西丁(45559865) 22:28:16
不一定认识多久 有多大的纠葛。 这次我们这些03年认识的朋友 因为他 而聚一起。虽然一起缅怀。不过无论怎么样。 我想说的 我们当年的感情很真很真,我们都要珍惜
照耀(420476315) 22:28:24
其实就我个人觉得,慕士塔格对于阿标兄弟也是一个壮烈和荣耀的归宿。我们为他祈祷,为他难过,但是更应该做一些属于我们责任的事情
Colliewp 2011-8-15
“那个雪崩好壮观啊,冰BAO布啊”,“哧溜一下,滑老远,很刺激啊”。当我们谈起常人闻之色变的雪崩,滑坠的时候,阿标却是充满了兴奋。这是他的理想,也是他的挚爱。年轻时候的我们,不说献身人类的伟大事业,但献身某学科,或者是去冒险的理想或者浪漫主义的想法,或多或少总会有。但在现实的选择面前,我们总是贪图安逸的选择了城市里朝九晚五的单调生活。
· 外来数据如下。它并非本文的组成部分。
PR #254, opened 2024-04-04
#240 - Fix the case the existed PR's Body and PRMetadataCommentEnd can't be compared

Konboi:
To fix https://github.com/aviator-co/av/issues/240


internal/actions/pr.go
```diff
@@ -756,6 +757,12 @@ func readLineUntil(b *bytes.Buffer, line string) error {
 	for {
 		l, err := b.ReadString('\n')
 		if err != nil {
+			// If ReadString encounters an error before finding a delimiter, it returns the data read before the error and the error itself (often io.EOF).
+			// https://pkg.go.dev/bytes#Buffer.ReadString
+			if err == io.EOF && l+"\n" == line {
```
Konboi, line 762: If a PR already exists, the trailing newline gets removed here https://github.com/aviator-co/av/blob/master/internal/actions/pr.go#L344 and it no longer matches with `PRMetadataCommentEnd` https://github.com/aviator-co/av/blob/master/internal/actions/pr.go#L675. What would be a good way to fix this?

Konboi: @draftcode Could you give me advice when you have time?

Konboi: Sorry, I tried to adopt another approach. Please ignore my comment

Issue #243, opened 2024-03-28
Add av stack orphan


draftcode:
Sometimes a user might want to make av/MergeQueue treat a PR as non-stacked. We can add an av stack orphan command to do that (remove the av metadata in the PR description and update the base branch).

Konboi:
I have a question. 

> update the base branch

Does it mean rebase by the parent branch of the branch?

PR #258, opened 2024-04-10
Implement av stack orphan command

Konboi:
Issue: https://github.com/aviator-co/av/issues/243

I tried to implement `av stack orphan` command.

### DIFF
--- a/cmd/av/stack_orphan.go
+++ b/cmd/av/stack_orphan.go
@@ -1,6 +1,10 @@
 package main
 
 import (
+	"fmt"
+	"os"
+	"strings"
+
 	"emperror.dev/errors"
 	"github.com/aviator-co/av/internal/meta"
 	"github.com/spf13/cobra"
@@ -8,7 +12,7 @@ import (
 
 var stackOrphanCmd = &cobra.Command{
 	Use:   "orphan",
-	Short: "Create a pull request not treated av/MergeQueue",
+	Short: "Current branch and the child branches will be orphaned",
 	Args:  cobra.NoArgs,
 	RunE: func(cmd *cobra.Command, _ []string) error {
 		repo, err := getRepo()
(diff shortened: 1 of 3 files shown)


cmd/av/stack_orphan.go
```diff
@@ -0,0 +1,89 @@
...
+			Upstream: upstream,
+			Branch:   branchName,
+		})
+		if err != nil {
+			return fmt.Errorf("failed to run git rebase")
+		}
+
+		if output.ExitCode != 0 {
+			_, _ = fmt.Fprint(os.Stderr,
+				colors.Failure("ERROR: "),
```
Konboi, line 66: Referred https://github.com/aviator-co/av/blob/61844c50acbc15dc0cf153e8b18d16aa196c1a6d/internal/actions/reparent.go#L197-L205

cmd/av/stack_orphan.go
```diff
@@ -0,0 +1,89 @@
...
+		if err != nil {
+			return fmt.Errorf("failed to get hash of parent branch: %s", currentBranch.Parent.Name)
+		}
+
+		upstream := currentBranch.Parent.Name
+		if currentBranch.Parent.Trunk {
+			upstream = "remotes/origin/" + currentBranch.Parent.Name
+		}
+
+		output, err := repo.Rebase(git.RebaseOpts{
```
Konboi, line 55: Honestly, I'm not confident that this is the correct way to do a rebase...

draftcode:
Hm. I think I didn't think through the behavior.

What this command should do would be:

1. Find the branch to be orphaned (and the child branches of that branch).
2. Delete the branch metadata from the db (See https://github.com/aviator-co/av/blob/master/internal/actions/tidy.go#L34-L41).

In other words, this command should just delete the av-cli's branch metadata.

Konboi:
Thank you for your reviewing. I'll fix it

Konboi:
I fixed. Is this behaving as you intended? https://github.com/aviator-co/av/pull/258#issuecomment-2064698440

Issue #244, opened 2024-03-28
Add ability to create branch from given branch


draftcode:
tl;dr: add `av branch "<new branch name>" "<base branch name>"` syntax

PR #265, opened 2024-04-26
Support `av stack branch  <new branch> <base branch>`

Konboi:
address #244

```sh
$ av stack branch new-branch parent-branch
```

### DIFF
--- a/cmd/av/stack_branch.go
+++ b/cmd/av/stack_branch.go
@@ -38,7 +38,7 @@ given as the first argument to the command. Branches should only be renamed
 with this command (not with git branch -m ...) because av needs to update
 internal tracking metadata that defines the order of branches within a stack.`,
 	SilenceUsage: true,
-	Args:         cobra.ExactArgs(1),
+	Args:         cobra.RangeArgs(1, 2),
 	RunE: func(cmd *cobra.Command, args []string) (reterr error) {
 		repo, err := getRepo()
 		if err != nil {
@@ -51,6 +51,10 @@ internal tracking metadata that defines the order of branches within a stack.`,
 		}
 
 		branchName := args[0]
+		if len(args) == 2 {
+			stackBranchFlags.Parent = args[1]
+		}
+
 		if stackBranchFlags.Rename {
 			return stackBranchMove(repo, db, branchName, stackBranchFlags.Force)
 		}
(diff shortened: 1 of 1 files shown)


cmd/av/branch.go
```diff
@@ -0,0 +1,97 @@
...
+		}
+
+		tx := db.WriteTx()
+		defer tx.Abort()
+
+		if _, err := repo.CheckoutBranch(&git.CheckoutBranch{Name: baseBranch, NewBranch: false}); err != nil {
+			return err
+		}
+
+		if _, err := repo.CheckoutBranch(&git.CheckoutBranch{Name: newBranch, NewBranch: true}); err != nil {
```
Konboi, line 51: Do we need to back to the working branch? 
With the current implementation, it will checkout a new branch

cmd/av/branch.go
```diff
@@ -0,0 +1,97 @@
...
+			baseHead, err = repo.RevParse(&git.RevParse{Rev: baseBranch})
+			if err != nil {
+				return errors.WrapIff(
+					err,
+					"failed to determine head commit of branch %q",
+					baseBranch,
+				)
+			}
+		}
+		tx.SetBranch(meta.Branch{
```
Konboi, line 67: Can we add a new branch to DB?

e2e_tests/branch_test.go
```diff
@@ -0,0 +1,51 @@
+package e2e_tests
+
+import (
+	"testing"
+
+	"github.com/aviator-co/av/internal/git/gittest"
+	"github.com/stretchr/testify/require"
+)
+
+func TestBranch(t *testing.T) {
```
Konboi, line 10: I'm not sure using the `av stack tree` command is a good way to test. What do you think? Are there any other good ways??

cmd/av/branch.go
```diff
@@ -0,0 +1,97 @@
...
+	"fmt"
+
+	"emperror.dev/errors"
+	"github.com/aviator-co/av/internal/git"
+	"github.com/aviator-co/av/internal/meta"
+	"github.com/spf13/cobra"
+)
+
+var branchCmd = &cobra.Command{
+	Use:     "branch",
```
draftcode, line 13: Sorry. Actually, this should be a part of `av stack branch`.

draftcode (changes requested):

cmd/av/branch.go
Konboi: OK, I'll fix it

Konboi:
Fixed

draftcode (approved):

PR #264, opened 2024-04-26
[WIP] Output stack graph to PR bodies

oleg-codaio:
When creating/updating/syncing stacks, also include the latest stack of changes in each pull request description. This essentially replicates the `av stack tree` visualization in PRs:

image

This is off by default and can be enabled via `pullRequest.writeStack` (for those not yet using a merge queue).

### Work in progress

- [X] Update `av stack sync` to include the current stack in all open PR descriptions
- [X] Update `av pr create` to include the current stack
- [x] Fix bug where `av pr create` doesn't include itself until re-sync
- [x] Fix bug where `av stack submit` doesn't include the stack
- [ ] Figure out how to keep merged PRs included in descendant stacks (until the whole stack tree is merged into trunk)
- [x] Enable setting branch prefix via config

PR #268, opened 2024-05-02
Update av stack submit to open PRs in browser after entire stack is submitted

oleg-codaio:
When run with a stack of unpushed branches, `av stack submit` ends up opening a bunch of new browser windows for each PR one by one, which is a bit disruptive. ~Since we're pushing a single stack, only open the last-created PR once completed.~ Open all the PRs at the end once created instead.

### DIFF
--- a/cmd/av/stack_submit.go
+++ b/cmd/av/stack_submit.go
@@ -69,7 +69,7 @@ If the --current flag is given, this command will create pull requests up to the
 		}
 
 		// ensure pull requests for each branch in the stack
-		var lastCreatedPullRequest *meta.PullRequest
+		createdPullRequestPermalinks := []string{}
 		ctx := context.Background()
 		client, err := getGitHubClient()
 		if err != nil {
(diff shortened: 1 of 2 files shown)


cmd/av/stack_submit.go
```diff
@@ -71,13 +72,17 @@ If the --current flag is given, this command will create pull requests up to the
...
+					BranchName:    branchName,
+					Draft:         config.Av.PullRequest.Draft,
+					NoOpenBrowser: true,
 				},
 			)
 			if err != nil {
 				return err
 			}
+			if result.Created {
+				lastCreatedPullRequest = result.Branch.PullRequest
```
oleg-codaio, line 84: An alternative behavior would be to wait until all the PRs are created first, and then bulk-open all new windows at once.

With stack visualizations in https://github.com/aviator-co/av/pull/264, IMO that's unnecessary since the last created PR will have links to all the other stacks.

However, if it's off perhaps it would still make sense to open a bunch of new windows, or alternatively just open the repo to the PR list, e.g., https://github.com/aviator-co/av/pulls.

Thoughts?

oleg-codaio: @draftcode could you let me know what you think?

draftcode: I feel like if we open PR pages (which is default), then it's better to open all (i.e. changing this to bulk open). I usually do not use `av stack submit` (usually use `av pr create), but I want to check the newly created PRs for the last check.

draftcode: Or make this configurable.

oleg-codaio: Alright, for now I updated to just bulk open them all at once at the end. That feels less disruptive than opening one by one and requiring you to keep switching between browser and terminal.

draftcode (approved):

PR #270, opened 2024-05-02
Refactor PR body parsing

oleg-codaio:
As part of adding support for including the stack in PR bodies (see #264), we'll need to extend templating support to handle more than one section:

```
<!-- av pr stack begin --> { stack here } <!-- av pr stack end -->

Here is the main PR body description.

<!-- av pr metadata
This information is embedded by the av CLI when creating PRs to track the status of stacks when using Aviator. Please do not delete or edit this section of the PR.
` ` `
{"parent":"some-parent","parentHead":"abcdef","parentPull":123,"trunk":"main"}
` ` `
-->
```

The current `ParsePRMetadata()` implementation is efficient, but makes it hard to support another section.

This PR updates `ParsePRMetadata` and `AddPRMetadata` to instead make use of substrings and `strings.Builder`. Performance isn't really a concern here - these PR bodies aren't that big and we spend a lot more time interacting with the `git` CLI anyway.

### DIFF
--- a/internal/actions/pr.go
+++ b/internal/actions/pr.go
@@ -1,7 +1,6 @@
 package actions
 
 import (
-	"bytes"
 	"context"
 	"encoding/json"
 	"fmt"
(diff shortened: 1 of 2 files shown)


internal/actions/pr.go
```diff
@@ -671,97 +670,78 @@ type PRMetadata struct {
 	Trunk      string `json:"trunk"`
 }
 
-const PRMetadataCommentStart = "<!-- av pr metadata\n"
```
oleg-codaio, line 674: I removed the newline here because I noticed when I'd edit the PR manually on GitHub, I'd end up with a carriage return, i.e., `"<!-- av pr metadata\r\n"` and this parsing would break. Instead, opting to just parse this directly and add any extra whitespace padding explicitly.

draftcode (approved):

PR #832, opened 2026-05-20
Split pcb shim and pcbc toolchain releases

akhilles:
`pcb` is a small shim and version manager. `pcbc` is the real compiler/toolchain. End users normally run `pcb`; the shim selects a `pcbc` toolchain, installs it if needed, and execs it as early as possible.

## Versioning model

- `pcbc` uses the workspace/toolchain version, currently the `0.3` lane.
- `pcb` has its own slower shim version, currently `0.1.0`.
- `pcb.toml` declares the desired toolchain lane with `[workspace].pcb-version`, such as `"0.3"` or explicitly `"nightly"`.
- Semver lanes never auto-upgrade across breaking lanes. A workspace on `0.3` stays on latest compatible `0.3.x`; moving to `0.4` requires an explicit manifest edit or `pcb migrate`.

## Toolchain selection

- `pcb +0.3 ...` uses the newest installed `0.3.x`, or installs the newest available `0.3.x` if none is installed.
- `pcb +0.3.83 ...` uses exactly `0.3.83`.
- `pcb +latest ...` uses the newest stable `pcbc` release.
- `pcb +nightly ...` uses the moving nightly channel built from `main`.
- Without a CLI override, `pcb` walks up to find `pcb.toml` and uses `[workspace].pcb-version`; without a manifest it falls back to `latest`.

## Release channels

- `v0.3.84` tags publish stable `pcbc` releases via `.github/workflows/pcbc-release.yml`.
- `pcb/v0.1.1` tags publish shim releases via `.github/workflows/pcb-release.yml` and update `pcb-latest.json`.
- Nightlies are published by `.github/workflows/pcbc-nightly.yml` on a schedule from `main`. If the current `main` SHA already has a nightly, the workflow exits without rebuilding.
- Release artifacts are raw target-named binaries plus `.sha256` files in S3. Stable releases are discovered from S3 XML listings under `pcb/v*`; moving channels use small JSON pointers.

## Local cache layout

```text
<data-dir>/pcb/toolchains/
  0.3.83/<target>/pcbc
  nightly/<target>/pcbc
```

Stable installs are keyed by semver. Nightly is keyed by channel and records the date/SHA in `receipt.json`.

## `pcb` subcommands

Shim-owned commands:

- `pcb self update` updates the shim and installed managed toolchains.
- `pcb toolchain list` shows installed stable and nightly toolchains.
- `pcb toolchain show` shows the active toolchain for the current directory.
- `pcb toolchain install <request>` installs `0.3`, `0.3.83`, `latest`, or `nightly`.
- `pcb toolchain uninstall <version|nightly>` removes an installed toolchain.

All other commands are implemented by `pcbc` and reached through the shim.

---

> [!NOTE]
> **High Risk**
> High risk because it rewires the primary `pcb` entrypoint into a networked shim that installs/execs versioned toolchains and replaces the existing release/self-update workflows, which can break installs, upgrades, or command routing across platforms.
> 
> **Overview**
> **Splits the CLI into two deliverables:** `pcb` becomes a shim/version manager (now `0.1.0`) that selects a `pcbc` toolchain based on `pcb.toml`/`+<override>` and then execs it; the original full CLI functionality moves to a new `pcbc` binary/crate.
> 
> **Adds toolchain install/update mechanics in the shim:** `pcb` now supports `self update` and `toolchain {list,show,install,uninstall}`, downloads platform-specific artifacts from the Diode S3/CDN with SHA256 verification, caches release listings, and manages per-version and nightly installs with locking.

他选择了坚守荒野,与寂寞为伍,当我们在繁华的都市里感叹寂寞和乏味的时候,他孤身一人在高高的雪山上凝视着灿烂的星河,从未有过抱怨和退缩。
他从繁华的广东来到这样遥远的帕米尔高原上,与冰川为邻,与雪山为伴,选择了献身帕米尔高原的冰川研究,并以探险作为了他终身的事业。他从大海走来,最后选择了雪山和冰川作为他的归宿。也许,这是他最理想和向往的宿地,只是,时间提前了。